> **What you will do**: Set down all of the entries exactly, leaving nothing out.

--- START ---

Issue #4347, opened 2021-07-14
Filehandle race with proc_open results in blocked rrdtool processes while plotting many graphs


dwpaulx:
# Describe the bug

There is a race in proc_open in PHP that is currently not avoided by
setting FD_CLOEXEC on the pipe file descriptors (with the 'e' flag for
the pipes). What happens, in a multithreaded Apache environment, when
multiple rrdtools are attempted to be launched (for example, when a lot
of graphs are requested at once) is this:

Thread 1: creates pipes for stdin/stdout
Thread 2: creates pipes for stdin/stdout
Thread 1: forks process x
Thread 2: forks process y
Process x: inherits pipes from Thread 1 and Thread 2
Process y: inherits pipes from Thread 1 and Thread 2
Process x: closes 'other side' of pipes from Thread 1
Process x: executes rrdtool
Thread 1: closes 'other side' of its pipes
Thread 1: writes command to rrdtool (no trailing newline)
Thread 1: closes stdin pipe to Process x
Process x: receives command from Thread 1
Process x: waits for more data, or stdin to close
Process x: hangs, because the pipe is still open in Process y
Thread 1: waits for data from rrdtool, which never comes
(meanwhile, the same thing happens between Thread 2 and Process y)

This is really a PHP bug, and I'll see if there's a possibility to get
that fixed there, but this at least fixes the problem by allowing
rrdtool to exit, itself, instead of waiting for stdin to be closed.

It seems related to this PHP issue:
https://bugs.php.net/bug.php?id=70932
but the PHP FD_CLOEXEC implementation also has races and does not fix this problem.

## To Reproduce

Open a graph display page with many graphs. Set the number of columns to 6, maximum graphs to 100. 

Wait.

Eventually, with the automatic refresh, there will be hanging processes. strace on them show they are waiting on read on stdin. The graphs related to these do not load, and the refresh will stall.

## Expected behavior

Graphs to be plotted correctly, and for rrdtool processes not to hang.

## Desktop (please complete the following information)

Gentoo Linux, Apache 2.4.48 with event MPM
PHP 7.4.21

## Additional context

Possibly related to this forum thread : https://forums.cacti.net/viewtopic.php?f=2&t=61643

I will be sending a pull request soon with a workaround that seems to be working for me.

dwpaulx:
[...]

PR #4348, opened 2021-07-14
Issue #4347 : Workaround PHP race that results in hanging rrdtool pro…

dwpaulx:
…cesses

There is a race in proc_open in PHP that is currently not avoided by
setting FD_CLOEXEC on the pipe file descriptors (with the 'e' flag for
the pipes). What happens, in a multithreaded Apache environment, when
multiple rrdtools are attempted to be launched (for example, when a lot
of graphs are requested at once) is this:

Thread 1: creates pipes for stdin/stdout
Thread 2: creates pipes for stdin/stdout
Thread 1: forks process x
Thread 2: forks process y
Process x: inherits pipes from Thread 1 and Thread 2
Process y: inherits pipes from Thread 1 and Thread 2
Process x: closes 'other side' of pipes from Thread 1
Process x: executes rrdtool
Thread 1: closes 'other side' of its pipes
Thread 1: writes command to rrdtool (no trailing newline)
Thread 1: closes stdin pipe to Process x
Process x: receives command from Thread 1
Process x: waits for more data, or stdin to close
Process x: hangs, because the pipe is still open in Process y
Thread 1: waits for data from rrdtool, which never comes
(meanwhile, the same thing happens between Thread 2 and Process y)

This is really a PHP bug, and I'll see if there's a possibility to get
that fixed there, but this at least fixes the problem by allowing
rrdtool to exit, itself, instead of waiting for stdin to be closed.

### DIFF
--- a/CHANGELOG
+++ b/CHANGELOG
@@ -14,6 +14,7 @@ Cacti CHANGELOG
 -issue#3636: Spikekill method variable is misinterpreted when calculating overall statistics
 -issue#3675: Spikekill fills in NaN values outside specified time range
 -issue#3793: Calling function read_config_option in plugin's setup.php leads to error
+-issue#4347: race with proc_open leads to blocked rrdtool processes
 -feature#1214: Move Tree Create/Remove/Modify Functions to lib/api_tree.php
 -feature#1523: Value above RRD maximum value
 -feature#2437: Create system-wide Proxy settings for plugins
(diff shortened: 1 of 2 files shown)


TheWitness:
Can you provide more of a Cacti focused explanation of what is occurring from an end users perspective?

netniV (approved):

dwpaulx:
From the user side, this is what happens: on the graph page, there is a chance that some of the graphs will never load, more or less randomly. When there are a huge number of graphs displayed at once, it can be reproduced more frequently.

It probably is dependent on the event model used in Apache, so will probably not reproduce in all distros.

--- END ---

> **Problem solution**:
Issue #4347, opened 2021-07-14
Filehandle race with proc_open results in blocked rrdtool processes while plotting many graphs


dwpaulx:
# Describe the bug

There is a race in proc_open in PHP that is currently not avoided by
setting FD_CLOEXEC on the pipe file descriptors (with the 'e' flag for
the pipes). What happens, in a multithreaded Apache environment, when
multiple rrdtools are attempted to be launched (for example, when a lot
of graphs are requested at once) is this:

Thread 1: creates pipes for stdin/stdout
Thread 2: creates pipes for stdin/stdout
Thread 1: forks process x
Thread 2: forks process y
Process x: inherits pipes from Thread 1 and Thread 2
Process y: inherits pipes from Thread 1 and Thread 2
Process x: closes 'other side' of pipes from Thread 1
Process x: executes rrdtool
Thread 1: closes 'other side' of its pipes
Thread 1: writes command to rrdtool (no trailing newline)
Thread 1: closes stdin pipe to Process x
Process x: receives command from Thread 1
Process x: waits for more data, or stdin to close
Process x: hangs, because the pipe is still open in Process y
Thread 1: waits for data from rrdtool, which never comes
(meanwhile, the same thing happens between Thread 2 and Process y)

This is really a PHP bug, and I'll see if there's a possibility to get
that fixed there, but this at least fixes the problem by allowing
rrdtool to exit, itself, instead of waiting for stdin to be closed.

It seems related to this PHP issue:
https://bugs.php.net/bug.php?id=70932
but the PHP FD_CLOEXEC implementation also has races and does not fix this problem.

## To Reproduce

Open a graph display page with many graphs. Set the number of columns to 6, maximum graphs to 100. 

Wait.

Eventually, with the automatic refresh, there will be hanging processes. strace on them show they are waiting on read on stdin. The graphs related to these do not load, and the refresh will stall.

## Expected behavior

Graphs to be plotted correctly, and for rrdtool processes not to hang.

## Desktop (please complete the following information)

Gentoo Linux, Apache 2.4.48 with event MPM
PHP 7.4.21

## Additional context

Possibly related to this forum thread : https://forums.cacti.net/viewtopic.php?f=2&t=61643

I will be sending a pull request soon with a workaround that seems to be working for me.

dwpaulx:
[...]

PR #4348, opened 2021-07-14
Issue #4347 : Workaround PHP race that results in hanging rrdtool pro…

dwpaulx:
…cesses

There is a race in proc_open in PHP that is currently not avoided by
setting FD_CLOEXEC on the pipe file descriptors (with the 'e' flag for
the pipes). What happens, in a multithreaded Apache environment, when
multiple rrdtools are attempted to be launched (for example, when a lot
of graphs are requested at once) is this:

Thread 1: creates pipes for stdin/stdout
Thread 2: creates pipes for stdin/stdout
Thread 1: forks process x
Thread 2: forks process y
Process x: inherits pipes from Thread 1 and Thread 2
Process y: inherits pipes from Thread 1 and Thread 2
Process x: closes 'other side' of pipes from Thread 1
Process x: executes rrdtool
Thread 1: closes 'other side' of its pipes
Thread 1: writes command to rrdtool (no trailing newline)
Thread 1: closes stdin pipe to Process x
Process x: receives command from Thread 1
Process x: waits for more data, or stdin to close
Process x: hangs, because the pipe is still open in Process y
Thread 1: waits for data from rrdtool, which never comes
(meanwhile, the same thing happens between Thread 2 and Process y)

This is really a PHP bug, and I'll see if there's a possibility to get
that fixed there, but this at least fixes the problem by allowing
rrdtool to exit, itself, instead of waiting for stdin to be closed.

### DIFF
--- a/CHANGELOG
+++ b/CHANGELOG
@@ -14,6 +14,7 @@ Cacti CHANGELOG
 -issue#3636: Spikekill method variable is misinterpreted when calculating overall statistics
 -issue#3675: Spikekill fills in NaN values outside specified time range
 -issue#3793: Calling function read_config_option in plugin's setup.php leads to error
+-issue#4347: race with proc_open leads to blocked rrdtool processes
 -feature#1214: Move Tree Create/Remove/Modify Functions to lib/api_tree.php
 -feature#1523: Value above RRD maximum value
 -feature#2437: Create system-wide Proxy settings for plugins
(diff shortened: 1 of 2 files shown)


TheWitness:
Can you provide more of a Cacti focused explanation of what is occurring from an end users perspective?

netniV (approved):

dwpaulx:
From the user side, this is what happens: on the graph page, there is a chance that some of the graphs will never load, more or less randomly. When there are a huge number of graphs displayed at once, it can be reproduced more frequently.

It probably is dependent on the event model used in Apache, so will probably not reproduce in all distros.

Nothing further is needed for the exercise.